The Hearing Aid Enigma or Truth is Stranger Than Fiction

Sometimes, just sometimes, a tale is uncovered that contains a message for everyone, and I got the feeling that this could be the case when I first heard about what I have called the hearing aid enigma. New technology is frightening to most of us unless we are under ten years of age. That may be because we are wise enough to recognise it as new-fangled, but youngsters are not, and therein lies a tale.

Our subject was a tailor in Leeds, the home of the Rag Trade, as the garment industry is called, in Yorkshire, England. There could be some difficulties in a tailor who was hard of hearing, especially if any of his clients had one of those soft or vague voices, and pour man recognised this and took steps to remedy his deficiency by attending a clinic where the latest in hearing aids was available at a suitably reassuring price that ensured no poor person would ever be able to afford one.

Being a busy man, and enjoying a somewhat increased hearing facility, though by no means what he had been led to expect, he laboured on, adopting a somewhat resigned attitude to the lack of acceptable amplitude, but, being a man of extreme patience and fatalistic in his outlook in no small measure, he complained little, and then only to his equally patient wife, who asked what could be done without expecting to be answered, which she never was.

And so rolled by the years, and the grey hairs – those that remained – outnumbered the brown locks of his youth, and his joints grew less supple, making his cross-legged posture on the large sewing table in his workshop less comfortable than it had been, and more difficult to get out of at the end of his long day’s labour, and he talked to his wife and they knew the time had come for him to lay down his tape measure and his needle.

They were not rich, but a life of hard work combined with his wife’s wonderfully thrift ways had secured them a nest egg that would keep them comfortable during their retirement. They talked about their future, how they would spend it, and where. His wife suggested that he have another hearing aid fitted, but he was reluctant.

What’s the use? I have had this one for twenty-seven years and it has not helped more than a tiny bit, and with all it cost it should have given me back my hearing. 

That was a long time ago, and things are better now with all this science. Give it another try! She insisted.

He did not want to do so, but in the end, she wore him down, so, with a marked degree of mental and physical reluctance, he went to a hearing aid place he read about in an advertisement in the Yorkshire Post, having first made an appointment by telephone.

Sat in the consulting chair, he poured out his list of complaint and disappointment. He told his history to the specialist, explained how he had suddenly lost most of his hearing and how that had caused great difficulties for him in his business, and how much he had paid, how much he expected to be improved, and how greatly he had been disappointed. Can you do anything, or am I wasting my time?

We need to have some tests first, said the specialist. Would you please remove your hearing aid for me?

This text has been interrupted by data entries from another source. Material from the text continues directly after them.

PR #9540, opened 2025-02-28
refactor: support per run logging

timoffex:
Defines the `wb_logging` module to filter out log messages for other runs from a run's log file.

Since most of our log statements don't include a run ID, to support multiple simultaneous active runs we need to direct only relevant log messages to each run's `debug.log` file. Without this PR, all log messages go to all runs' log files. With this PR, log messages that are known to be irrelevant to a run (due to `wb_logging.log_to_run(...)` being used for another run ID) are filtered out.

Messages logged outside the context of `wb_logging.log_to_run` are written to all runs' log files with a `[no run ID]` prefix. This can happen if we forget to use `wb_logging.log_to_run()` somewhere, or if a message really is not run-specific.

This only affects logging handlers added through `wb_logging.add_file_handler()`, so it does not affect log messages from `legacy-service` which go to `debug-internal.log` or those from the CLI. I am not sure where messages from the public API go; I think we do not store them?

NOTE: There is old code that uses logging to output to the console, which was always wrong but worked on occasion. I found one instance of this in our Jupyter code and fixed all messages that look like they should be user-facing, but I don't have a way to find all instances.

### DIFF
--- a/wandb/sdk/lib/wb_logging.py
+++ b/wandb/sdk/lib/wb_logging.py
@@ -1,0 +1,161 @@
+"""Logging configuration for the "wandb" logger.
+
+Most log statements in wandb are made in the context of a run and should be
+redirected to that run's log file (usually named 'debug.log'). This module
+provides a context manager to temporarily set the current run ID and registers
+a global handler for the 'wandb' logger that sends log statements to the right
+place.
+
+All functions in this module are threadsafe.
+
+NOTE: The pytest caplog fixture will fail to capture logs from the wandb logger
+because they are not propagated to the root logger.
+"""
+
+from __future__ import annotations
+
+import contextlib
+import contextvars
+import logging
+import pathlib
+from typing import Iterator
+
+
+class _NotRunSpecific:
+    """Sentinel for `not_run_specific()`."""
+
+
+_NOT_RUN_SPECIFIC = _NotRunSpecific()
+
+
+_run_id: contextvars.ContextVar[str | _NotRunSpecific | None] = contextvars.ContextVar(
+    "_run_id",
+    default=None,
+)
+
+_logger = logging.getLogger("wandb")
+
+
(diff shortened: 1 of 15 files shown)


timoffex:
> [!WARNING]
> <b>This pull request is not mergeable via GitHub because a downstack PR is open. Once all requirements are satisfied, merge this PR as a stack <a href="https://app.graphite.dev/github/pr/wandb/wandb/9540?utm_source=stack-comment-downstack-mergeability-warning" >on Graphite</a>.</b>

* **#9540** <a href="https://app.graphite.dev/github/pr/wandb/wandb/9540?utm_source=stack-comment-icon" target="_blank">Graphite</a> 👈 <a href="https://app.graphite.dev/github/pr/wandb/wandb/9540?utm_source=stack-comment-view-in-graphite" target="_blank">(View in Graphite)</a>
* **#9528** <a href="https://app.graphite.dev/github/pr/wandb/wandb/9528?utm_source=stack-comment-icon" target="_blank">Graphite</a>
* `main`


<h2></h2>

wandb/sdk/lib/wb_logging.py
```diff
@@ -0,0 +1,161 @@
...
+            ... # Log messages here go to the specified run's logger.
+    """
+    token = _run_id.set(_NOT_RUN_SPECIFIC)
+    try:
+        yield
+    finally:
+        _run_id.reset(token)
+
+
+def add_file_handler(run_id: str, filepath: pathlib.Path) -> logging.Handler:
```
kptkin, line 111: nit: why not consistently either use id or run_id as argument to different methods

kptkin (approved):
Very clever idea! Nice work

wandb/sdk/lib/wb_logging.py
timoffex: updated to use `run_id` consistently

He reached into his ear and took out the small pink plastic earpiece that was attached by wires to the receiver He handed it to the consultant who took it and examined it. Both his eyebrows shot up as if they were on elastic when he looked at the earpiece. He cleared his throat and the slightest intimation of a smile hit the corners of his mouth.

“How long did you say you have been wearing this hearing aid?”

“Twenty-seven years and, and a few months.”

“Hmn!” The consultant pursed his lips, “And you have always worn it in your right ear?”

“Yes. Always, even though it was not very comfortable at first, but I got used to it in time.”

The consultant did not speak, but he moved behind the puzzled tailor, and slipped the earpiece into his left ear, then he went back to stand in front of him.

“How’s that?” he asked especially softly

The tailor’s hand shot up to his left ear. “I heard that! I heard it loud and clear!”

“Sir,” said the consultant, “You had it in the wrong ear! It was made for your left ear, not for your right one!”

The distance between a human’s ears is about six inches. The distance between simple facts and our understanding them can be infinite.